> _WORK ITEM_
Beneath this instruction is a listing; write out exactly the line that contains "Currently we always" and each line after it to the last.
══ INFORMATION SHOWN
PR #1457, opened 2026-06-08
Retry on empty bindingmap in scaled case

yanjunz97:
In scaled case, after HAPI succeeds, NSX Subnet ConnectionBindingMap may not exist in the return of list API.
Currently we always read it and save to store. It will hit a nil pointer dereference failure.
This PR
- checks if the Subnet ConnectionBindingMap exists and adds a retry logic to get the NSX Subnet ConnectionBindingMap list
- adds a loop to get all the NSX Subnet ConnectionBindingMap through list API

Testing done:
Tested regression case for bindingmap creation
════
> _WRITTEN SOLUTION_
Currently we always read it and save to store. It will hit a nil pointer dereference failure.
This PR
- checks if the Subnet ConnectionBindingMap exists and adds a retry logic to get the NSX Subnet ConnectionBindingMap list
- adds a loop to get all the NSX Subnet ConnectionBindingMap through list API

Testing done:
Tested regression case for bindingmap creation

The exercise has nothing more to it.